PR #191, opened 2021-04-19
Fix unsoundness when thread escape analysis is disabled 

sim642:
It was discovered during the review of #183 that `is_global` handles escaped local variables unsoundly when escape analysis is disabled: https://github.com/goblint/analyzer/pull/183#pullrequestreview-638795674.

The fix attempts from there have been cherry-picked to this PR, since some things seem to rely on this unsound behavior. Probably within degenerate `ctx`s.

### DIFF
--- a/src/analyses/base.ml
+++ b/src/analyses/base.ml
@@ -19,7 +19,7 @@ module CArrays = ValueDomain.CArrays
 module BI = IntOps.BigIntOps
 
 let is_global (a: Q.ask) (v: varinfo): bool =
-  v.vglob || match a (Q.MayEscape v) with `MayBool tv -> tv | _ -> false
+  v.vglob || ThreadEscape.has_escaped a v
 
 let is_static (v:varinfo): bool = v.vstorage == Static
 
--- a/src/analyses/threadEscape.ml
+++ b/src/analyses/threadEscape.ml
@@ -6,12 +6,16 @@ open Analyses
 module M = Messages
 
 let has_escaped (ask: Queries.ask) (v: varinfo): bool =
-  match ask (Queries.MayEscape v) with
-  | `MayBool b -> b
-  | `Top ->
-    M.warn "Without thread escape analysis all variables are considered escaped, i.e. global";
-    true
-  | _ -> failwith "ThreadEscape.has_escaped"
+  assert (not v.vglob);
+  if not v.vaddrof then
+    false (* Cannot have escaped without taking address. Override provides extra precision for degenerate ask in base eval_exp used for partitioned arrays. *)
+  else
+    match ask (Queries.MayEscape v) with
+    | `MayBool b -> b
+    | `Top ->
+      M.warn "Without thread escape analysis all variables are considered escaped, i.e. global";
+      true
+    | _ -> failwith "ThreadEscape.has_escaped"
 
 
 module Spec =
--- a/src/analyses/threadEscape.ml
+++ b/src/analyses/threadEscape.ml
@@ -5,6 +5,15 @@ open Analyses
 
 module M = Messages
 
+let has_escaped (ask: Queries.ask) (v: varinfo): bool =
+  match ask (Queries.MayEscape v) with
+  | `MayBool b -> b
+  | `Top ->
+    M.warn "Without thread escape analysis all variables are considered escaped, i.e. global";
+    true
+  | _ -> failwith "ThreadEscape.has_escaped"
+
+
 module Spec =
 struct
   include Analyses.DefaultSpec
--- a/tests/regression/02-base/09-ambigpointer.c
+++ b/tests/regression/02-base/09-ambigpointer.c
@@ -1,4 +1,4 @@
-// PARAM: --set ana.activated "['base','threadid','threadflag','mallocWrapper']"
+// PARAM: --set ana.activated "['base','threadid','threadflag','escape','mallocWrapper']"
 #include<pthread.h>
 #include<assert.h>
 
--- a/tests/regression/02-base/47-no-threadescape.c
+++ b/tests/regression/02-base/47-no-threadescape.c
@@ -1,4 +1,4 @@
-// PARAM: --set ana.activated "['base','mallocWrapper','threadflag']"
+// PARAM: --sets ana.activated[-] escape
 #include <pthread.h>
 int g = 10;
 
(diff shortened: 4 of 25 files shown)


sim642:
Ok, this is interesting, the same fix on top of master passes all the tests, but failed partitioned array ones on `traces`.

michael-schwarz:
The problem is that `eval_exp` when it gets called to make `smart_join` from `VD.join` does not have access to `ctx` and hence uses a variant of `ctx.ask` that always returns `Top`.

https://github.com/goblint/analyzer/blob/687348903d6e162c9b917e79037f7261be6a7c33/src/analyses/base.ml#L793-L802

Therefore, `ThreadFlag.is_multi a` and `is_global a x` both return `true` and we go into the branch where we do `Priv.read_global a gs st x`. 
https://github.com/goblint/analyzer/blob/687348903d6e162c9b917e79037f7261be6a7c33/src/analyses/base.ml#L338-L344

(That `ThreadFlag.is_multi` also returns `true` here is a consequence of #130 that I did not consider at the time. Before, that flag was part of the base analysis and thus also available here.)

`Priv.Read_global` then checks if the global is protected (which it is not because the query functions will say `Top` everywhere), then uses `getg` to access its value, which will return `Top` and hence `smart_join` will not know that it must be equal to zero (or max index), and hence is not able to do a smart join, and the partitioned arrays don't work anymore.

https://github.com/goblint/analyzer/blob/687348903d6e162c9b917e79037f7261be6a7c33/src/cdomains/arrayDomain.ml#L467-L475

---
Before traces, on the other hand, we did:

https://github.com/goblint/analyzer/blob/1cee7911a16bb3a689f664f99a481f9d89732ba3/src/analyses/base.ml#L370-L390

and simply got the value from the local state.

michael-schwarz:
To address this issue, the most reasonable thing would be to make `ctx` accessible in the joins, then we could use the proper `ask` function there.

sim642:
Thanks for the detailed breakdown!

It looks to me like this issue isn't necessarily specific to `traces`, but could also arise in the old (`master`) implementation if all the following holds:
1. `is_multi` is sound (returns `true` when query doesn't say otherwise).
2. `is_global` is sound (returns `true` when query doesn't say otherwise about not escaping) as the result of this PR.
3. The local state doesn't contain the variable (it's not privatized).

Then `get_global` would also end up using `getg`, no?

A quick hack could be to make `eval_exp`'s degenerate `ask` to pretend to answer all escape queries with `false`. That would restore the previously used behavior, but only under `eval_exp`. It doesn't seem morally right though and might bury the unsoundness just deeper.

Is it somewhere explained why this "smartness" of joining is needed or how it fits together? I'm skeptical about making `ctx` or even just `ask` accessible to `join`, because it doesn't make much sense. Even from a purely technical point of view: `join` takes two domain elements, but which one would be used for `ctx.local` and by extension for `ctx.ask` (which may use `ctx.local`, like in the case of escape analysis)?

michael-schwarz:
~~~OCaml
let has_escaped (ask: Queries.ask) (v: varinfo): bool =
  if not (v.vglob || v.vaddrof) then
    false
  else
    match ask (Queries.MayEscape v) with
    | `MayBool b -> b
    | `Top ->
      M.warn_each "Without thread escape analysis all variables are considered escaped, i.e. global";
      true
    | _ -> failwith "ThreadEscape.has_escaped"
  ~~~
  
 If the invariant that a local that never had its address taken can not escape (which as far as I can see should still hold),
 this would fix it at least for the regression tests without requiring any bigger chances. 
 
 In other cases, it will only be less precise than one would want, but never unsound.

sim642:
I think that makes sense and we could stay with that solution for now.

The condition with `vglob` confused me though because `is_global` would call `has_escaped` only for non-syntactic globals anyway. So the wider question would be: what should `has_escaped` (and by extension escape analysis) do about syntactic globals? Maybe the appropriate behavior for now would be to `assert (not v.vglob)` and leave it at that until someone wants to determine escapedness of globals for whatever reason outside of `is_global`.

michael-schwarz:
> Then get_global would also end up using getg, no?

Yes, leading to unnecessary imprecision, which is not problematic per se.


> Is it somewhere explained why this "smartness" of joining is needed or how it fits together?

It is a hack to avoid having to make the base analysis path-sensitive as was the case in the version described in my thesis.[1]

The idea is that

~~~C
int i = 0;
int a[42];

while(i < 0) {
  a[i] = 17;
  i++;
}
~~~

at the loop head the join between

```
s1: { a-> (-,T), i-> [0,0] }
s2: { a->((i,[17,17],T,T)) i -> [1,1] }
```

should be `{a->(i,([17,17],T,T)), i -> [0,1]}` instead of `{a-> (-,T), i-> [0,1]}` and we preserve information about the array to the left of `i`.
The reason this is sound is because in s1 `i =_{must} 0`  and therefore, there are no elements to the left of `i` in the array `a` in s1.


> I'm skeptical about making `ctx` or even just `ask` accessible to join, because it doesn't make much sense. Even from a purely technical point of view: `join` takes two domain elements, but which one would be used for `ctx.local` and by extension for `ctx.ask` (which may use `ctx.local`, like in the case of escape analysis)?

There, one would need to make both ctx available, like `lctx` for the left argument, and `rctx` for the right argument. I agree it would be quite ugly to do that.

---
[1] For people with VCS access: https://versioncontrolseidl.in.tum.de/teaching/goblint-related-ba-or-ma-theses/-/blob/master/MA_2019_Sound-Yet-Precise-Modelling-of-Arrays_Michael-Schwarz.pdf

sim642:
Interesting, it reminds me of the after-join `sync Join` that we still have to do in #183 for branched thread creation. But the difference for partitioned arrays is that such `sync` wouldn't work, because that happens after the normal join, where this information is already completely lost. But the other way would work: push `sync Join` inside the domain's `join`.

Another interesting idea is that since `FromSpec` does the joining of all incoming edges, it could be calling a special `join` transfer function instead with entire contexts available. But it would be different from the domain's `join`, which would happen elsewhere (like the solver?) or would `Spec.D.join` not be used anywhere else?

It might not be the craziest idea, but we'd need to figure out the details, because `Lattice.join` shouldn't need to have additional arguments.

michael-schwarz:
>  Maybe the appropriate behavior for now would be to assert (not v.vglob) and leave it at that until someone wants to determine escapedness of globals for whatever reason outside of is_global.

Yes, this is what is the cleanest probably. I'll commit it later

sim642:
Heh, I just got around to it myself and tested it together with #183 to make sure it works there as well.

vogler:
I extended the warning a bit in cc4202984f8318af4c25b2fa012692abd836d179.
Feel free to adjust.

================

**YOUR GOAL**
With the line containing "CArrays = ValueDomain.CArrays" as the last one, please set down exactly the lines of the records above from their very first line, and nothing more.

**RESPONSE**
PR #191, opened 2021-04-19
Fix unsoundness when thread escape analysis is disabled 

sim642:
It was discovered during the review of #183 that `is_global` handles escaped local variables unsoundly when escape analysis is disabled: https://github.com/goblint/analyzer/pull/183#pullrequestreview-638795674.

The fix attempts from there have been cherry-picked to this PR, since some things seem to rely on this unsound behavior. Probably within degenerate `ctx`s.

### DIFF
--- a/src/analyses/base.ml
+++ b/src/analyses/base.ml
@@ -19,7 +19,7 @@ module CArrays = ValueDomain.CArrays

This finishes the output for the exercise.